Surge Routing: Event-informed Multiagent Reinforcement Learning for Autonomous Rideshare
Daniel Garces, Stephanie Gil
TL;DR
This work tackles surge-demand in urban ridesharing by fusing event-driven demand prediction from internet data with a scalable, event-informed, multiagent reinforcement learning routing framework. The approach comprises an event-processing and demand-prediction pipeline that uses sentence embeddings and spectral clustering to produce sector-level demand estimates, which are then mapped to intersections via occupancy-aware assignment for RL routing. A rollout-based, one-agent-at-a-time controller with limited sampling (certainty-equivalence) enables city-scale planning while keeping computation tractable. Experimental results on NYC HV-FHV data show substantial improvements in wait-time overhead (roughly 25-75% reductions) and increased serviced requests (about 1-4%), validating both the predictive and planning components and their integration in large-scale urban systems.
Abstract
Large events such as conferences, concerts and sports games, often cause surges in demand for ride services that are not captured in average demand patterns, posing unique challenges for routing algorithms. We propose a learning framework for an autonomous fleet of taxis that leverages event data from the internet to predict demand surges and generate cooperative routing policies. We achieve this through a combination of two major components: (i) a demand prediction framework that uses textual event information in the form of events' descriptions and reviews to predict event-driven demand surges over street intersections, and (ii) a scalable multiagent reinforcement learning framework that leverages demand predictions and uses one-agent-at-a-time rollout combined with limited sampling certainty equivalence to learn intersection-level routing policies.

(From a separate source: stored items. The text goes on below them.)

PR #21, opened 2020-07-25
Add Tooling Jobs

iHiD:
This is a WIP implementation of adding a job type for our internal tooling (test runners etc), backed by DynamoDB. At the time of writing it integrates with tooling-orchestrator and tooling-invoker successfully.

There's things that are commented out that shouldn't be, some messy bits, and missing tests. All of that will get fixed before I merged, but it's usable for development purposes. Don't worry about reviewing yet.

@ErikSchierboom - I might not get further until mid-next week because I'm quite exhausted so I wanted to put this up so you would have something working end-to-end so you're not blocked. 

~For anyone else reading (esp @saschamann!) the "boffin" thing is temporary :)~ (@saschamann - Gone 🥳 )

This goes with:
- https://github.com/exercism/tooling-invoker/pull/3
- https://github.com/exercism/tooling-orchestrator/pull/3
- https://github.com/exercism/config/pull/1
- https://gist.github.com/iHiD/8496ca580afbca7f73315076235aa519


SaschaMann:
> For anyone else reading (esp @SaschaMann!) the "boffin" thing is temporary :)

Every boffin knows that nothing lasts longer than temporary fixes :P

config/initializers/exercism_config.rb
```diff
@@ -12,3 +12,10 @@
 Exercism.config.test_runner_orchestrator_url = services_config[:test_runner_orchestrator_url]
 Exercism.config.analyzer_orchestrator_url = services_config[:analyzer_orchestrator_url]
 Exercism.config.representer_orchestrator_url = services_config[:representer_orchestrator_url]
+
+Exercism.config.dynamodb_client =
+  Aws::DynamoDB::Client.new(
+    Exercism.config.aws_auth.merge({
+                                     endpoint: "http://localhost:3039"
```
ErikSchierboom: As a note: we should configure the hostname of this endpoint, as a different host name will be used when using docker-compose

scripts/setup_dynamodb_locally.rb
```diff
@@ -0,0 +1,65 @@
...
+      key_type: "HASH", 
+    }
+  ],
+  provisioned_throughput: {
+    read_capacity_units: 1, 
+    write_capacity_units: 1, 
+  }, 
+)
+
+Exercism.config.dynamodb_client.update_table(
```
ErikSchierboom: Interesting. You both create _and_ update the table. Is that because the table creation cannot take all the parameters the `update_table` can?

ErikSchierboom:
The query syntax _is_ weird :D

scripts/setup_dynamodb_locally.rb
iHiD: @ErikSchierboom Yep! Very weird isn't it! 

The "attributes" can only be for the main index or for the secondary, so to add a secondary that doesn't have the same attributes as the main, you have to do two things. I might, of course, be missing something, but this is the only way I could get it working!

config/initializers/exercism_config.rb
iHiD: This has now moved into the Exercism.config, which will be set via the bin script.

.github/workflows/tests.yml
```diff
@@ -2,9 +2,9 @@ name: Tests
 
 on:
   push:
-    branches: [ master ]
+    branches: [master]
```
iHiD, line 5: @ErikSchierboom Prettier or Rubocop or something did this. Is it ok?

bin/create_dynamodb_config
```diff
@@ -0,0 +1,79 @@
...
+else
+  settings.merge!(
+    tooling_orchestrator_url: "http://127.0.0.1:3021",
+    anycable_endpoint: '127.0.0.1',
+    anycable_rpc_host: '127.0.0.1',
+    dynamodb_endpoint: "http://localhost:3039",
+    rds_master_endpoint: "localhost",
+    mysql_socket: "/tmp/mysql.sock"
+  )
+end
```
iHiD: @ErikSchierboom This is the key bit. So any of these settings can be used in **any** Exercism application/microservice/etc by doing:
```
Exercism.config.tooling_orchestrator_url
```

The production versions are all set via terraform when the architecture is deployed. So there's no config or yaml or shared settings/secrets anywhere other than in this central db.

This script needs to be called to set-up the development environment. I've got it set up so it runs every time Docker starts, and it's a one-off job if you want to run locally.

The crucial thing to understand for now though, is that if you need to change any settings for Docker/local to work, this is the place to do it.

iHiD: (cc @kntsoriano to this too - I'll talk you through it all properly when it's done and you can put your head in Exercism-space - but nice for you to see now :))

.github/workflows/tests.yml
ErikSchierboom: Yep. Totally fine.

bin/create_dynamodb_config
```diff
@@ -0,0 +1,79 @@
...
+settings = {
+  aws_iterations_bucket: "exercism-staging-iterations",
+  dynamodb_tooling_jobs_table: "tooling_jobs"
+}
+if ENV["EXERCISM_DOCKER"]
+  settings.merge!(
+    tooling_orchestrator_url: "http://tooling-orchestrator:3021",
+    anycable_endpoint: 'redis',
+    anycable_rpc_host: '0.0.0.0',
+    dynamodb_endpoint: "http://localhost:8000",
```
ErikSchierboom: I think this will be:

```suggestion
    dynamodb_endpoint: "http://dynamodb:8000",
```

ErikSchierboom (commented):
Nice!

iHiD:
Pushing this down! Wahoo!

ErikSchierboom:
Nice!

For our experimental results we consider real NYC ride share data for the year 2022 and information for more than 2000 events across 300 unique venues in Manhattan. We test our approach with a fleet of 100 taxis on a map with 2235 street intersections. Our experimental results demonstrate that our method learns routing policies that reduce wait time overhead per serviced request by 25% to 75%, while picking up 1% to 4% more requests than other model-based RL frameworks and classical methods in operations research.